Потомок седьмой тысячи
Шрифт:
Летом улицы этого местечка покрывались зеленью, дома, отгороженные заборами, прятались в деревьях и кустах сирени. В сырой год здесь ни пройти, ни проехать.
Еще по прежним годам Родион знал дом Работновых, где не раз приходилось прятать оружие, хорошо знал он и хозяйку дома, вдову, муж которой, рабочий железной дороги, погиб при сцепке вагонов: оскользнувшись, попал между буферами. Елизавета была еще молода, к ней сватались, но она неизменно отказывала, не хотела второй раз испытывать свою судьбу.
Ее Родион застал дома. Гладила белье, видимо, только что принесенное с мороза, оно горой лежало на стульях. Пустив позднего гостя, она вопросительно посмотрела на него.
— Ваську,
Родион кивнул. Стараясь не наследить, сел на лавку возле двери, вытер рукавом взмокший лоб. Озабоченность его не ускользнула от Елизаветы.

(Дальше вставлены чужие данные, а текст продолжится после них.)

Issue #56740, opened 2026-02-05
ActionController::UnknownHttpMethod returns 500 instead of 405 in Rails 7.2


yayamochi:
### Steps to reproduce
When a request is sent with an invalid HTTP method (e.g., INVALID_METHOD), Rails should ideally catch this as an ActionController::UnknownHttpMethod and return a 405 Method Not Allowed status.

However, in Rails 7.2.3, this leads to a 500 Internal Server Error because the error is raised early in the middleware stack.

```ruby
require 'rails_helper'

describe 'invalid http method should 405' do
  context 'http method is INVALID_METHOD' do
    it do
      process :INVALID_METHOD, '/'
      expect(response).to have_http_status :method_not_allowed
    end
  end
 ## got :internal_server_error

  context 'http method is GET' do
    it do
      process :GET, '/'
      expect(response).to have_http_status :ok
    end
  end
end
```

### Expected behavior
The application should return 405 Method Not Allowed when an invalid HTTP method is provided, maintaining consistency with how Rails handled this in previous versions (e.g., 7.1.x).

### Actual behavior

The application raises ActionController::UnknownHttpMethod, resulting in a 500 Internal Server Error.

Based on my investigation, the error seems to be triggered within the middleware stack before the request reaches the point where it can be gracefully handled as a 405 error. 
This behavior appears to be a regression as it was not present in Rails 7.1.5.2.

This issue seems closely related to:
- https://github.com/rails/rails/issues/38998
- https://github.com/rails/rails/issues/46003

### System configuration
**Rails version**: 
7.2.3

**Ruby version**: 
3.4.6

skipkayhil:
Whoops, I see now that https://github.com/rails/rails/pull/55163 was in `7.2.3`. I backported the fix to 8.1, 8.0, and 7.2 but there may not be another release of 7.2 so you may have to point your Gemfile at the `7-2-stable` branch.

PR #56750, opened 2026-02-07
ActionController::UnknownHttpMethod returns 500 instead of 405 in Rails 7.2 #56740

nicolasva:
fix for issue #56740

**CONTEXT**
The problem lies in DebugExceptions#render_exception (debug_exceptions.rb:68). When a request with an invalid HTTP method arrives:

The router calls request.request_method → ​​throws UnknownHttpMethod
DebugExceptions catches the exception on line 39
In render_exception, request.head? (line 68) calls request.method again on a new request object → throws UnknownHttpMethod a SECOND time
This second exception escapes the rescue exception handler (because it's already caught)
It's sent to ShowExceptions, which should catch it, but depending on the show_exceptions configuration (:none in some test environments), it can go all the way to the server → 500
The same problem potentially exists in DebugExceptions#render_exception on line 68 (request.head?).

**FIX**
The solution is to protect the call to request.head? in DebugExceptions against UnknownHttpMethod, as is already done for InvalidType on lines 63-66:

**TEST**
The fix works correctly. With your modification in debug_exceptions.rb:68-72, request.head no longer throws an uncaught exception when the HTTP method is invalid. The middleware correctly returns 405 Method Not Allowed instead of 500 Internal Server Error in all configuration modes.

_**4 tests done with success :**_
Test | Scenario | Résult
-- | -- | --
1 | INVALID_METHOD + show_exceptions: :all + dev mode | 405
2 | GET valide | 200
3 | INVALID_METHOD + production mode | 405
4 | INVALID_METHOD + show_exceptions: :rescuable | 405

### DIFF
--- a/actionpack/lib/action_dispatch/middleware/debug_exceptions.rb
+++ b/actionpack/lib/action_dispatch/middleware/debug_exceptions.rb
@@ -65,7 +65,7 @@ module ActionDispatch
             content_type = Mime[:text]
           end
 
-          if request.head?
+          if request.raw_request_method == "HEAD"
             render(wrapper.status_code, "", content_type)
           elsif api_request?(content_type)
             render_for_api_request(content_type, wrapper)
--- a/actionpack/test/dispatch/debug_exceptions_test.rb
+++ b/actionpack/test/dispatch/debug_exceptions_test.rb
@@ -226,7 +226,7 @@ class DebugExceptionsTest < ActionDispatch::IntegrationTest
     assert_match(/<body>/, body)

— Во дворе Васька-то. Позвать ли?
— Один он?
— Крутов пришел. С ним укрылись.
— Отведи меня туда.
Вслед за нею Родион прошел темными сенями. Дом был построен по-деревенскому, со двором для скотины. Но по всему было видно, что, кроме десятка кур, сидевших на насесте, никакой живности тут никогда не бывало. Валялась разная рухлядь, у задней стены белели поленницы колотых дров. Освещая перед собой лампой, Елизавета провела Родиона по узкому проходу за поленницами, остановилась у ямы, выложенной кирпичом и полуприкрытой досками. Из ямы пробивался тусклый свет фонаря, слышны были негромкие голоса.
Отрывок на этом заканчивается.